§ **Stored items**
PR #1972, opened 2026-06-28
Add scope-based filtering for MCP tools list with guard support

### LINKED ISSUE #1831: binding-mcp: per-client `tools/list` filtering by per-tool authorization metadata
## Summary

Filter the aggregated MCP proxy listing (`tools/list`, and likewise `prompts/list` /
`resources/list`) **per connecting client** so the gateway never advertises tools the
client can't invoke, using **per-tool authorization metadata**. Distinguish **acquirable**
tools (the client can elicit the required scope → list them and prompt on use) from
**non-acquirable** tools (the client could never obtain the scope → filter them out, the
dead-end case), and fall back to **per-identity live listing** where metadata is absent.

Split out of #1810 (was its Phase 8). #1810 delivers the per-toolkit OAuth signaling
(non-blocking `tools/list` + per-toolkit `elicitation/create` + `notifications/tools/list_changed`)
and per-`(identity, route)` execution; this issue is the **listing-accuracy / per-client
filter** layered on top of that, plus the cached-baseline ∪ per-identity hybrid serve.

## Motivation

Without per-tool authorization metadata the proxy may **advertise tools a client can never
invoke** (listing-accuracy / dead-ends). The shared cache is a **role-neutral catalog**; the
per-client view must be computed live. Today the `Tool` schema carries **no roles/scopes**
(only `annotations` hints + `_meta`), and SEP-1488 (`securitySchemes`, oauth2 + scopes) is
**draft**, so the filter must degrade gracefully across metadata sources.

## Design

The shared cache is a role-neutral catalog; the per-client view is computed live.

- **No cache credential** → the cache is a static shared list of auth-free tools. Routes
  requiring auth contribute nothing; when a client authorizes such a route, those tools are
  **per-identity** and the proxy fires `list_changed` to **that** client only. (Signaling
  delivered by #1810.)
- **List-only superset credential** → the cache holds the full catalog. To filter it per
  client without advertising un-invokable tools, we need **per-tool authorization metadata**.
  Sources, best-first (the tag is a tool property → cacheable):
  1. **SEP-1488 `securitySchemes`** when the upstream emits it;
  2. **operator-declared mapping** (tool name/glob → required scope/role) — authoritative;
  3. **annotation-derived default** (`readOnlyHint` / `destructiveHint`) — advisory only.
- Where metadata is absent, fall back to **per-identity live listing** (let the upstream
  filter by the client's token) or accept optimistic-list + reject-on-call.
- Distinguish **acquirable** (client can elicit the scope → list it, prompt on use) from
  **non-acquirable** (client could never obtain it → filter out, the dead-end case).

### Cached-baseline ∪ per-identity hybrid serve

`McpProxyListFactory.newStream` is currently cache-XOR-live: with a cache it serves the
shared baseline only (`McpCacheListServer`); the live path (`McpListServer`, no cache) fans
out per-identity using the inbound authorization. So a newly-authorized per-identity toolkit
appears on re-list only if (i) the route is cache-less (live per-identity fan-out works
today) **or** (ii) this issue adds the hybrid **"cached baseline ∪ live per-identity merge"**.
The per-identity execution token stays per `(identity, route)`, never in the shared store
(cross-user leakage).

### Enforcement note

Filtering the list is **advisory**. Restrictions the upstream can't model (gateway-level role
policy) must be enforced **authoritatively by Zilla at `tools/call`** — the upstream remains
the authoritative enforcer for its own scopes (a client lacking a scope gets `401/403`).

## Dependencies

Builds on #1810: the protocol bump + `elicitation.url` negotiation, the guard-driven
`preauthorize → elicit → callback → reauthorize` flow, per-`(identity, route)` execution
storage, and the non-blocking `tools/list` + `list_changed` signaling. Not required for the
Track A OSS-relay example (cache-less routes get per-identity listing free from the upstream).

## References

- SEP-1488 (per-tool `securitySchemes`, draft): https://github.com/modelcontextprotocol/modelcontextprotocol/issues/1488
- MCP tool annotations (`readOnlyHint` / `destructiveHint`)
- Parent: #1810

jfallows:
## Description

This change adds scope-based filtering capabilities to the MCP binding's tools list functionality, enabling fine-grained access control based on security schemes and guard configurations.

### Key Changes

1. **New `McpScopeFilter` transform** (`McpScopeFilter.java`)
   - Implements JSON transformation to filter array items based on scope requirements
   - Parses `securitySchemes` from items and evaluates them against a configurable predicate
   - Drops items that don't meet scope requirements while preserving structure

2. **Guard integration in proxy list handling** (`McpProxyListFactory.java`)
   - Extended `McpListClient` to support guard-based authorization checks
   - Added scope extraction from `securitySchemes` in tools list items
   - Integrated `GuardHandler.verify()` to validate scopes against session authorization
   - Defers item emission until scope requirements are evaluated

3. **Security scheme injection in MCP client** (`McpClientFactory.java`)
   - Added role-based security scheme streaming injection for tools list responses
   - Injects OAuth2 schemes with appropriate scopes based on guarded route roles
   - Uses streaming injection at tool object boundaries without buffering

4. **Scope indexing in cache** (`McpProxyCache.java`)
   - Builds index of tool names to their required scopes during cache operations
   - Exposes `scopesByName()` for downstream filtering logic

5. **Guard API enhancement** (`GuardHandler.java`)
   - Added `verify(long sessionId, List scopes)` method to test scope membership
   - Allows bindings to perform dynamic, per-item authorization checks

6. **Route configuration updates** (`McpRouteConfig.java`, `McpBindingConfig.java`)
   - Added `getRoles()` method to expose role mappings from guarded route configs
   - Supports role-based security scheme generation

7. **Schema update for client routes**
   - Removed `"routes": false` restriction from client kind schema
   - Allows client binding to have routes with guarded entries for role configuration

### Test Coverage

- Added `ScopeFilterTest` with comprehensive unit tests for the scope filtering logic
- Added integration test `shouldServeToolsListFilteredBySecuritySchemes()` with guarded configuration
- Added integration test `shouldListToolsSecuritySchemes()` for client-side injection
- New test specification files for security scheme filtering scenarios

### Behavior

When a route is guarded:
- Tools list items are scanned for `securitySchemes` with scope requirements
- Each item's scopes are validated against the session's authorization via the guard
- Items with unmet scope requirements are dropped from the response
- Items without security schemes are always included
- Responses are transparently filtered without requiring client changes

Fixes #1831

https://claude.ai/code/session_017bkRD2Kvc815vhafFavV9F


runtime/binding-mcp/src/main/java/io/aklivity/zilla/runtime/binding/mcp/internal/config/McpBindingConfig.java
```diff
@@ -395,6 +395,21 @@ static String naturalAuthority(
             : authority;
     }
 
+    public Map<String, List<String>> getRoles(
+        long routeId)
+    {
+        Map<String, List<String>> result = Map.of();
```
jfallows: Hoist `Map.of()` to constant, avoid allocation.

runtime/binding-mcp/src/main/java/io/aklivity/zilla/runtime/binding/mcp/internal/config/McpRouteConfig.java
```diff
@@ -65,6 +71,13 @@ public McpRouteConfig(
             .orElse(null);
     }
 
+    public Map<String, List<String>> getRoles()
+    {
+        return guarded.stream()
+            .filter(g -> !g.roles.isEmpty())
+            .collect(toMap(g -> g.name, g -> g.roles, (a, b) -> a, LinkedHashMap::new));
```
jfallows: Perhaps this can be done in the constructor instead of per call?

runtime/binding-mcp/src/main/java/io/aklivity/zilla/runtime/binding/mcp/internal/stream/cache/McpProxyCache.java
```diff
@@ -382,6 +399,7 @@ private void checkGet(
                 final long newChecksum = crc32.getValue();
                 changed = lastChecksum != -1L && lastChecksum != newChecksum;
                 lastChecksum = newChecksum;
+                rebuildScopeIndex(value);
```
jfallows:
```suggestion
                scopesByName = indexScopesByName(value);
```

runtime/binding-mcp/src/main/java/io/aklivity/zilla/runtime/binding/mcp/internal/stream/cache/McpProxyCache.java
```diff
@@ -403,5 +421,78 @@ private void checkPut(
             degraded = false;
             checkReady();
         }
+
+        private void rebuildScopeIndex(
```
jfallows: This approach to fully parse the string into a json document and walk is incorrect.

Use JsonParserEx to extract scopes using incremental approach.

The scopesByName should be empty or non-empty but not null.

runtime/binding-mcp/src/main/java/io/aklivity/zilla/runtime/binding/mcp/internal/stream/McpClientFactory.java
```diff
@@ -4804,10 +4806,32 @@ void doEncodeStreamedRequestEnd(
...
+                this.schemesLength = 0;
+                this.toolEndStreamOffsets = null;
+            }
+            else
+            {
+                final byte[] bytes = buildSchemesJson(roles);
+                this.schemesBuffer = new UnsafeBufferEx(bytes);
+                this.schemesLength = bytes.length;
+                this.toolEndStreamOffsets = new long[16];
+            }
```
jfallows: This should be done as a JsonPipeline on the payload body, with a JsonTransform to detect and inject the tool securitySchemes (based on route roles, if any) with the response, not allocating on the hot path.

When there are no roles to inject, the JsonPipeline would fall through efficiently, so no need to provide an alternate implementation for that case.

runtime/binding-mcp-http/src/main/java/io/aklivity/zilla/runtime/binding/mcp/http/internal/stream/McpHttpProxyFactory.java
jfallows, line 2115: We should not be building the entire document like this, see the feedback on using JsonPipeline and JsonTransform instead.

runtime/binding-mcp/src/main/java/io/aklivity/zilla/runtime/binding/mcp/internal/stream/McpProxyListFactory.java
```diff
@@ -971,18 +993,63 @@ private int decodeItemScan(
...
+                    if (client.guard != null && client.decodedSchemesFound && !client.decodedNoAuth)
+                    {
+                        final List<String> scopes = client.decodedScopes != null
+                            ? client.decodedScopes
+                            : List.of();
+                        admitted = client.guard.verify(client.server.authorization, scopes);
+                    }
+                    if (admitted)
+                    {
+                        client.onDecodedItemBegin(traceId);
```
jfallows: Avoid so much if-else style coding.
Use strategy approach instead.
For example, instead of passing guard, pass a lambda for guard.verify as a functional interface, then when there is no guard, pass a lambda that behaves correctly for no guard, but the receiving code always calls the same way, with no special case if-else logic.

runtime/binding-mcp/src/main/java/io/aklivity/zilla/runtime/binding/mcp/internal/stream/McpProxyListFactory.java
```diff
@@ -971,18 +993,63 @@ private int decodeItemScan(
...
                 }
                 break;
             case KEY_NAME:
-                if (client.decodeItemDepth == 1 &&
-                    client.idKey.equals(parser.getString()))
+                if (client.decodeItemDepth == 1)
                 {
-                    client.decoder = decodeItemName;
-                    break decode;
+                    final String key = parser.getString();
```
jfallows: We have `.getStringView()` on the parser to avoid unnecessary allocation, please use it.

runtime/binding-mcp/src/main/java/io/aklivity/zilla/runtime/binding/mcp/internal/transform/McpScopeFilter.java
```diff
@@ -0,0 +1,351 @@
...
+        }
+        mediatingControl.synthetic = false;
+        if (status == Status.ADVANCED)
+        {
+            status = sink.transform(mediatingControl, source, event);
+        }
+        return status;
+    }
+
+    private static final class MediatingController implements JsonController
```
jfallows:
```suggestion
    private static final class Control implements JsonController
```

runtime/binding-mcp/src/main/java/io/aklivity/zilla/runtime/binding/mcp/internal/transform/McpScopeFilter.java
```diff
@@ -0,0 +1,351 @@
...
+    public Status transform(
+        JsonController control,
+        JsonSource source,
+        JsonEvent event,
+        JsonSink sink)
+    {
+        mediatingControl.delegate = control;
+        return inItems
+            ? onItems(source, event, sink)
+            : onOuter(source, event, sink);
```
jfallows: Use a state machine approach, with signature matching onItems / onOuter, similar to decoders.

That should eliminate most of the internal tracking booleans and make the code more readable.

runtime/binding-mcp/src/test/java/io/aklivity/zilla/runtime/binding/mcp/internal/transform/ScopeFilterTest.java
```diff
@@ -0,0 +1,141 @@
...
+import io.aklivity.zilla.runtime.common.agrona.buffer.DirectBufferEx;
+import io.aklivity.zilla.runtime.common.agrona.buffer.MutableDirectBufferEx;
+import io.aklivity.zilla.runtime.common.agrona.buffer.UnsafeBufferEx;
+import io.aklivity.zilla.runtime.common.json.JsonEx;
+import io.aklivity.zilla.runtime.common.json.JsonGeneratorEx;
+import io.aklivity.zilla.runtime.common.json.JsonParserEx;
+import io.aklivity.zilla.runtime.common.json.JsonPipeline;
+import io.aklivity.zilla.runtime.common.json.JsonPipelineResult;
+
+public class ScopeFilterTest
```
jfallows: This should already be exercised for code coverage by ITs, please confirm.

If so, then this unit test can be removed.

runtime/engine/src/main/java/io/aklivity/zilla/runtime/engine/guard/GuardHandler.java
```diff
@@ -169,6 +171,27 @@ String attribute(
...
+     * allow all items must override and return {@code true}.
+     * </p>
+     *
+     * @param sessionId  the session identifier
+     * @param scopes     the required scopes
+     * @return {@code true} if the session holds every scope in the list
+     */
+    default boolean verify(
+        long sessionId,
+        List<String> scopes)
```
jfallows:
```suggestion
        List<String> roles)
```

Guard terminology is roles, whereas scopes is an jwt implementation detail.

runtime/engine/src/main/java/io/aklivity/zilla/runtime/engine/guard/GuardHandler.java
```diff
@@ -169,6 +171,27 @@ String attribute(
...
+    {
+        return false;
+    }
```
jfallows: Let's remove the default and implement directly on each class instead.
* * *
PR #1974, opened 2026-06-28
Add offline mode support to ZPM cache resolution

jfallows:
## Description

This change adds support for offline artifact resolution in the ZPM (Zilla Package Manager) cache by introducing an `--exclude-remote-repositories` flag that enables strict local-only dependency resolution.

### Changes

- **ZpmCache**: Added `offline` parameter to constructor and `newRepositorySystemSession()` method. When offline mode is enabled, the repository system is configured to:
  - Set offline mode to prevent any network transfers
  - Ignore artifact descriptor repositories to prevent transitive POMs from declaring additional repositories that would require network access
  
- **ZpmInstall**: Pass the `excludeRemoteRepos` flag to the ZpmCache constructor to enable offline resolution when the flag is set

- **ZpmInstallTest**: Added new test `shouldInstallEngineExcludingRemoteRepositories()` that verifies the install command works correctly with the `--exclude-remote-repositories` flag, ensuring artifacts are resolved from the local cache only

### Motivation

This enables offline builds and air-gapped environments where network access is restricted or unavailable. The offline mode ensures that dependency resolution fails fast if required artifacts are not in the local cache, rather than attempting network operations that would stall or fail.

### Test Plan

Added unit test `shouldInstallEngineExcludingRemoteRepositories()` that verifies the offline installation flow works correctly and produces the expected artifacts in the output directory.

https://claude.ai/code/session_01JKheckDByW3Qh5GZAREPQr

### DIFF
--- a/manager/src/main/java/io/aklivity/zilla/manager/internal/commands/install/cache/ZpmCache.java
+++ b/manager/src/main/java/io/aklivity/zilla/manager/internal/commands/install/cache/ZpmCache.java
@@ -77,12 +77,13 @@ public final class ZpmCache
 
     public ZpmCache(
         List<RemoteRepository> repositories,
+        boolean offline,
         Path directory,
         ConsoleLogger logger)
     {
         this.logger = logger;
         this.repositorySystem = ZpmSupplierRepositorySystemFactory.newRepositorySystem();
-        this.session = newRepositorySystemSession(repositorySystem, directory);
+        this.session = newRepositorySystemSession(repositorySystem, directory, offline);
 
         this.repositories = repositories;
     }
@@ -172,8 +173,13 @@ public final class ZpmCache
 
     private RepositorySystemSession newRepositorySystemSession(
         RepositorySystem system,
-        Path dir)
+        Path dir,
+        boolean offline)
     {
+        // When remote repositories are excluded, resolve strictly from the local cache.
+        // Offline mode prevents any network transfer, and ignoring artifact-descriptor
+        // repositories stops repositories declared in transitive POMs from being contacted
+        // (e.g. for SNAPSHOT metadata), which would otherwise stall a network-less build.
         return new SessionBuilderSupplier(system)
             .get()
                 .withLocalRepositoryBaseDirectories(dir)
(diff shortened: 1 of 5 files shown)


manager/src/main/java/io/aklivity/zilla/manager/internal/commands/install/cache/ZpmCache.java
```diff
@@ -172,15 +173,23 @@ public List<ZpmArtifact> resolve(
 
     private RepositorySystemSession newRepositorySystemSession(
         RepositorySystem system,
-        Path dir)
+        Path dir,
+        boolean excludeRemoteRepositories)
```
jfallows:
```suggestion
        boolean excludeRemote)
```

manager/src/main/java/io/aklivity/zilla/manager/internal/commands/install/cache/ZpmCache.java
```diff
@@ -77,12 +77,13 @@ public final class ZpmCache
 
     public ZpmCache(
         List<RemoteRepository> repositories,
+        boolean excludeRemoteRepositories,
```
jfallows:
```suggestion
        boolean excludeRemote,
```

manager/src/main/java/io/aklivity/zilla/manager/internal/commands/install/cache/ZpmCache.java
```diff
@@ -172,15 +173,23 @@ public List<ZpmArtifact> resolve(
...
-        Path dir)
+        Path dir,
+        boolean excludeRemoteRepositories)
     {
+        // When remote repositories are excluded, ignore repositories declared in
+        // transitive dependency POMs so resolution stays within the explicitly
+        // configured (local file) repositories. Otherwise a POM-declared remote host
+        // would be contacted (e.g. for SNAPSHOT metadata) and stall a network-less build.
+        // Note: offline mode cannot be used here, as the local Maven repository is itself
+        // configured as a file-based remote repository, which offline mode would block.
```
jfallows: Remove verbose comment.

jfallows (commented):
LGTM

§ **Work to be completed**
In the data above, copy every line where the string "there" appears.

§ **Your response**
When there are no roles to inject, the JsonPipeline would fall through efficiently, so no need to provide an alternate implementation for that case.
For example, instead of passing guard, pass a lambda for guard.verify as a functional interface, then when there is no guard, pass a lambda that behaves correctly for no guard, but the receiving code always calls the same way, with no special case if-else logic.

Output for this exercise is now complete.